This is the mail archive of the
mailing list for the GCC project.
Re: Live range shrinkage in pre-reload scheduling
- From: Vladimir Makarov <vmakarov at redhat dot com>
- To: rdsandiford at googlemail dot com
- Cc: Kyrill Tkachov <kyrylo dot tkachov at arm dot com>, "gcc at gcc dot gnu dot org" <gcc at gcc dot gnu dot org>, Maxim Kuvyrkov <maxim dot kuvyrkov at linaro dot org>
- Date: Wed, 14 May 2014 23:13:21 -0400
- Subject: Re: Live range shrinkage in pre-reload scheduling
- Authentication-results: sourceware.org; auth=none
- References: <5371F395 dot 8050208 at arm dot com> <53736CFD dot 6030402 at redhat dot com> <87d2fgco2v dot fsf at talisman dot default>
On 2014-05-14, 12:38 PM, Richard Sandiford wrote:
Vladimir Makarov <firstname.lastname@example.org> writes:
On 2014-05-13, 6:27 AM, Kyrill Tkachov wrote:
In haifa-sched.c (in rank_for_schedule) I notice that live range
shrinkage is not performed when SCHED_PRESSURE_MODEL is used and the
comment mentions that it results in much worse code.

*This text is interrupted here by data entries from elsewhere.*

PR #1850, opened 2023-12-14
bunch of improvements

silentmark:
- better ACE editor (javascript support with latest ECMA, resizable window
- fixed two places where i noticed old script execution
- fixed computeDerived where missing arguments were passed to super function (seems that those are not used at all anyway). 
- cli bump, 
- Lingering effect name translation, 
- added combat round information to templates for future auto-removal. 
- error handling and removed unused variable.


modules/actor/actor-wfrp4e.js
```diff
@@ -1790,11 +1790,14 @@ export default class ActorWfrp4e extends WFRP4eDocumentMixin(Actor)
   }
 
 
-  applyTerror(value, name = undefined) {
+  async applyTerror(value, name = undefined) {
     value = value || 1
     let terror = duplicate(game.wfrp4e.config.systemItems.terror)
     terror.flags.wfrp4e.terrorValue = value
-    return game.wfrp4e.utility.applyOneTimeEffect(terror, this)
+    let scripts = new EffectWfrp4e(terror, {parent: this}).getScripts();
```
moo-man, line 1797: This class doesn't have a `getScripts` function, like actors and items. You can simply call the `scripts` getter on an effect and it will construct all the script objects.

modules/model/item/components/base.js
```diff
@@ -132,8 +132,8 @@ let fields = foundry.data.fields;
         data.properties = [];
         data.description.value = data.description.value || "";
         data.description.value = await TextEditor.enrichHTML(data.description.value, htmlOptions);
-        data.targetEffects = this.parent.effects.filter(e => e.application == "apply")
-        data.invokeEffects = this.parent.effects.filter(e => e.trigger == "invoke")
+        data.targetEffects = this.parent.effects.filter(e => e.application == "target")
+        data.invokeEffects = this.parent.effects.filter(e => e.trigger == "manual")
```
moo-man, line 136: These can be removed as `e.application` and `e.trigger` don't exist anymore. I'll be adding the new ways of doing this soon.

modules/system/overrides.js
```diff
@@ -147,7 +147,7 @@ export default function () {
 
 
   Token.prototype.incrementCondition = async function (effect, { active, overlay = false } = {}) {
-    const existing = this.actor.actorEffects.find(e => e.conditionKey === effect.id);
+    const existing = this.actor.effects.contents.find(e => e.conditionKey === effect.id);
```
moo-man, line 150: this could probably be changed to `this.actor.hasCondition(effect.id)`

static/css/wfrp4e.css
```diff
@@ -14760,23 +14760,21 @@ textarea,
...
 
-.active-effect-sheet .ace-editor > *{
-  height: 300px;
+.script-config .ace-editor {
+  height: 100% !important;
+  flex: 1 1 auto;
 }
 
-.active-effect-sheet textarea {
+.script-config textarea {
```
moo-man, line 14774: The real pain I was experiencing with the script window is making sure it works with both normal scripts and dialog scripts (which have 3 other subscript fields).

modules/system/overrides.js
silentmark: changed

modules/actor/actor-wfrp4e.js
silentmark: changed

static/css/wfrp4e.css
silentmark: I will play around with that.

modules/apps/script-config.js
```diff
@@ -46,7 +46,26 @@ export default class ScriptConfig extends FormApplication
...
+                esVersion: 13,
+            }));
+            this.editor.session.on('changeMode', function(e, session){
+                if ("ace/mode/javascript" === session.getMode().$id) {
+                    if (!!session.$worker) {
+                        session.$worker.send("setOptions", [{
+                            "esversion": 13
+                        }]);
+                    }
+                }
```
moo-man, line 64: What is this doing exactly?

static/css/wfrp4e.css
moo-man: Testing it, changing to a dialog effect simply disables the ace editor, which I think is fine. Feel free to tinker but comment when you're satisfied and want me to merge.

modules/apps/script-config.js
moo-man: This should be good to merge but I'm still curious about this.

silentmark: this should set esversion to minimize the number of syntax errors for newer javascript, but i'm afraid that it will not work, as the ace library module is using v1.10 while the newest one is v1.32 anyway it seems to look good: 
image

moo-man: > but i'm afraid that it will not work
Is this needed then? Or am I misunderstanding.

silentmark: it will do no harm and in future can be beneficial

Could anyone elaborate on this? Was it just empirically noticed on x86_64?
It was empirically noticed on SPEC2000. The practice is a single
criteria for heuristic optimizations. Sometimes a new heuristic
optimization might look promising but the reality might be quite different.
Hey, I resent that. You make it sound I came up with SCHED_PRESSURE_MODEL
on a whim without any evidence to back it up. I implemented it because
it gave better EEMBC results on ARM, at least at the time that I wrote
it, and it didn't effect SPEC2000 for ARM much one way or the other.
It also produced better results for s390x on SPEC2006 at the time it
was tested, which is why it was turned on by default there too.
For anyone interested in the background and rationale, the original
posting was here: https://gcc.gnu.org/ml/gcc-patches/2011-12/msg01684.html
I'm not claiming it's a great heuristic or anything. There's bound to
be room for improvement. But it was based on "reality" and real results.
Of course, if it turns out not be a win for ARM or s390x any more then it
should be disabled.
In this relation I am remembering a story told me by Bob Morgan about
bin packing RA invention. It was just a quick and simple first RA
implementation for a new compiler. After that DEC compiler team tried
many times to improve the RA implementing more complicated optimizations
but the first bin packing RA was always better.
You make it sound like your original -fsched-pressure is unlikely
to be beaten, in the way that you think bin packing wasn't beaten.
Richard, I did not really mean it. Quite opposite, I was glad that you
added your implementation as I believed that the most important what I
did was an infrastructure for implementing register-pressure scheduling
(more accurate register pressure evaluation). The more people use it,
the better it for me.
Saying that, I am not satisfied as you with how GCC resolves 1st insn
scheduler and RA conflict. Ideally, I'd like to see that 1st insn
scheduler (with some register pressure heuristics or better
communication with RA) improves code for x86/x86-64. This goal is still
far away and I am not sure how to achieve this. Probably I'll finish an
active big development of RA and insn scheduler and switch to something
else during this year.
But both versions of -fsched-pressure are off by default on most
targets for a reason. (AFAIK the only two targets that enable it by
default are the two that use SCHED_PRESSURE_MODEL: arm and s390x.)
I think this is still an area that could be improved. I don't mind
whether that's through improving one of the two existing heuristics
or doing something different, but it seems pessimistic to say that
scheduling based on register pressure is always going to be the optional
feature that it is now.
E.g. tracking pressure classes isn't always the right thing for
targets like PowerPC where only part of the vector register set
can be used for floating-point operations.